Additionally, reduced weekend sleep opportunity may be associated with the development or maintenance of overweight and obesity, while greater sleep opportunity during school days may also contribute to weight gain. Previous studies have reported links between sleep loss and weight gain (15, 30). Increased school-day sleep opportunity may indicate high academic pressure, leading children to relieve stress with high-calorie snacks after class. Over time, these excess calories can accumulate and contribute to obesity (31). Excessive school-day sleep opportunity may also reflect reduced physical activity at school, lowering energy expenditure (32). These associations were more pronounced in upper-grade students, possibly because academic demands increase with grade level, reducing sleep time through homework and extracurricular classes (33). Irregular sleep habits may further affect sleep quality, complicating weight management (34).
This study also found that among younger students, social jet lag in Group C1 was significantly lower than in Groups C3 and C4, with Group C2 showing the smallest social jet lag. This is consistent with earlier studies reporting a positive association between social jet lag and weight changes in children. Social jet lag may disrupt appetite-regulating hormones, increasing appetite and caloric intake and promoting weight gain (35). The potential mechanism may involve circadian regulation of metabolism, sleep–wake cycles, feeding behavior, and hormone secretion (36). Students with greater social jet lag also tended to have later bedtimes, making them more likely to skip breakfast and snack after dinner. This pattern interacts with circadian misalignment and may contribute to overweight and obesity (37).

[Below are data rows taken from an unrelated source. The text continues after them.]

PR #1129, opened 2026-05-29
[#1102] Implementation of the MORK type AdapterDB 3

### LINKED ISSUE #1102: Implement an Adapter to MORK

marcocapozzoli:
Add MORK support to AdapterDB

Resolves #1102

### DIFF
--- a/src/db_adapter/AtomPersister.cc
+++ b/src/db_adapter/AtomPersister.cc
@@ -189,10 +189,13 @@ void AtomPersister::send_batch(vector<shared_ptr<Atom>> atoms,
 
         timer_success.stop();
 
-        int new_total =
-            this->total_count.fetch_add(static_cast<int>(atoms.size())) + static_cast<int>(atoms.size());
+        this->total_count.fetch_add(static_cast<int>(atoms.size())) + static_cast<int>(atoms.size());
 
         this->batches_completed.fetch_add(1);
+
+#if LOG_LEVEL >= DEBUG_LEVEL
+        int new_total = this->total_count.load();
+#endif
 
         LOG_DEBUG("Batch #" << batch_id << " completed | size: " << atoms.size()
                             << " | time: " << timer_success.milliseconds() << "ms"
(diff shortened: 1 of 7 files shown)


src/db_adapter/AtomPersister.cc
```diff
@@ -188,10 +188,10 @@ void AtomPersister::send_batch(vector<shared_ptr<Atom>> atoms,
         }
 
         timer_success.stop();
-#if LOG_LEVEL >= DEBUG_LEVEL
```
andre-senna, line 191: Why removing this? I understand `new_total` is used only inside the `LOG_DEBUG` below. Thus, if you remove this we'll have a compiling warning (complaining about `new_total` being defined but never used) whenever LOG_LEVEL if INFO or below.

src/db_adapter/ContextLoader.cc
```diff
@@ -59,7 +59,11 @@ vector<string> ContextLoader::load_metta_queries(const string& file_path) {
     int parentheses_depth = 0;
 
     while (getline(file, line)) {
-        if (line.empty()) continue;
+        bool is_comment = line.size() >= 2 && line[0] == ';';
```
andre-senna:
```suggestion
        bool is_comment = (line.size() >= 2) && (line[0] == ';');
```

andre-senna: I suggest adding () as above. Not required, true, but it make the code less error prone. 

A more important comment though is the first comparison `line.size() >= 2`. Is this really what you meant? By this definition, a line of size 1 with only a `;` is not a comment.

andre-senna (approved):

src/db_adapter/AtomPersister.cc
marcocapozzoli: Yes, I use `new_total` in the `LOG_DEBUG` below. But I also use `total_count` elsewhere. Anyway, I think I did better. I can use `total_count` however I want, and I also added `#if` again in `new_total`.

andre-senna (approved):

PR #1134, opened 2026-06-01
[#1133] Add thread id to non-INFO log messages

andre-senna:
```
2026-06-01 20:17:23 | ERROR | 6977 agents/BaseProxy.cc:92 raise_error | Exception thrown in command processor.
                              ----
                            Thread id
```


src/tests/cpp/utils_test.cc
```diff
@@ -79,4 +79,5 @@ TEST(UtilsTest, stack_trace) {
     EXPECT_THROW(f3(), runtime_error);
     EXPECT_THROW(f2(), runtime_error);
     EXPECT_THROW(f1(), runtime_error);
+    // FAIL();
```
ccgsnet, line 82: Leftover?

ccgsnet (approved):

PR #1171, opened 2023-07-08
Python 1297 add support for pytest for unit tests

bschoening:
Updated test_host_connection_pool.py to use the magic attribute __test__ = False (abstract class) and __test__ = True on derived classes.  Nose uses a leading underscore in the class name for similar functionality.

NOTE: the appveyor tests fail on the use of Python 3.6 f-string syntax. PR 1168 resolves this by changing appveyor.yaml to switch from Python 3.5 to 3.7.


bschoening:
@absurdfarce any update on this? It's only a couple of lines of code.

absurdfarce:
Apologies @bschoening, I've been driving hard to try and get 3.29.0 out the door and this one slipped past me.

My original hope was to get [PYTHON-1297](https://datastax-oss.atlassian.net/browse/PYTHON-1297) (which replaces nose with pytest) into 3.29.0 but we had to abandon that due to a pressing need to get 3.29.0 out.  We have done [quite a bit of work internally](https://github.com/datastax/python-driver/compare/master...jenkins-pytest) on PYTHON-1297 but that work isn't complete yet; at the moment it's the integration tests that are giving us the most problem.  And I'm reluctant to take steps (such as documentation changes) which suggest a change from nose to pytest until we're able to reliably run the entire test suite without issue.

We're trying to figure out if there's an easy way we can collaborate with you on this work without opening our Jenkins instance up to the world.  I don't know if we'll be able to do so but I'll post updates here if anything comes of that.

bschoening:
@absurdfarce Ok, I wasn't aware there was a problem with converting Nose integration tests.

Pytest is largely compatible with Nose test, but contributors such as myself can't run pytest because of the classnames in test_host_connection_pool.py. I've also never gotten nose installed and working.

So, a middle ground might be to commit the changes in test_host_connection_pool.py.  That would let anyone with a PR run the pytests and still work with nose.

bschoening:
@absurdfarce updated for compatibility with both nodestests and pytest.

absurdfarce:
Closing this in favor of #1215 which will represent our complete notion of pytest compat going forward.  @bschoening that branch _should_ have all of this work in it already so if you see something missing please let me know.  Obviously I very much welcome any additional feedback you may have as well.

PR #1173, opened 2023-07-25
cqltypes: Serialize None values in collections as NULLs

Lorak-mmk:
When using parepared statements, None values in collections were serialized as empty values (values with length == 0). This is unexpected and inconsistent - None values are serialized as NULLs (vlaues with length == -1) in other cases:
 - Statement arguments, both for simple and prepared statements
 - Collection elements in simple statement

This PR fixes this weird behavior - now None values should be serialized as NULLs in all cases. It also adds an integration test that checks new behavior.

Fixes https://datastax-oss.atlassian.net/jira/software/c/projects/PYTHON/issues/PYTHON-1355

### DIFF
--- a/cassandra/cqltypes.py
+++ b/cassandra/cqltypes.py
@@ -835,9 +835,12 @@ class _SimpleParameterizedType(_ParameterizedType):
         buf.write(pack(len(items)))
         inner_proto = max(3, protocol_version)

This study has several limitations. The survey relied on subjective reports rather than objective tools such as polysomnography or activity monitors. The monthly maximum bedtime can indicate the presence of late nights but not their frequency. Dietary data and chrononutrition-related variables were not collected, and genetic factors were not examined. Socio-economic information was limited and therefore omitted. These factors may introduce some bias into the findings.
Conclusion
In conclusion, the monthly maximum weekend bedtime is an important factor contributing to the development and persistence of childhood overweight and obesity. The impact of sleep opportunity on weight outcomes requires separate consideration for weekends and weekdays. Future research may incorporate objective sleep-monitoring tools to collect multidimensional data; include indicators reflecting the frequency of occasional late bedtimes; and combine chrononutrition variables such as dietary patterns, meal timing, and eating frequency to better understand how sleep–rhythm disruptions influence childhood weight.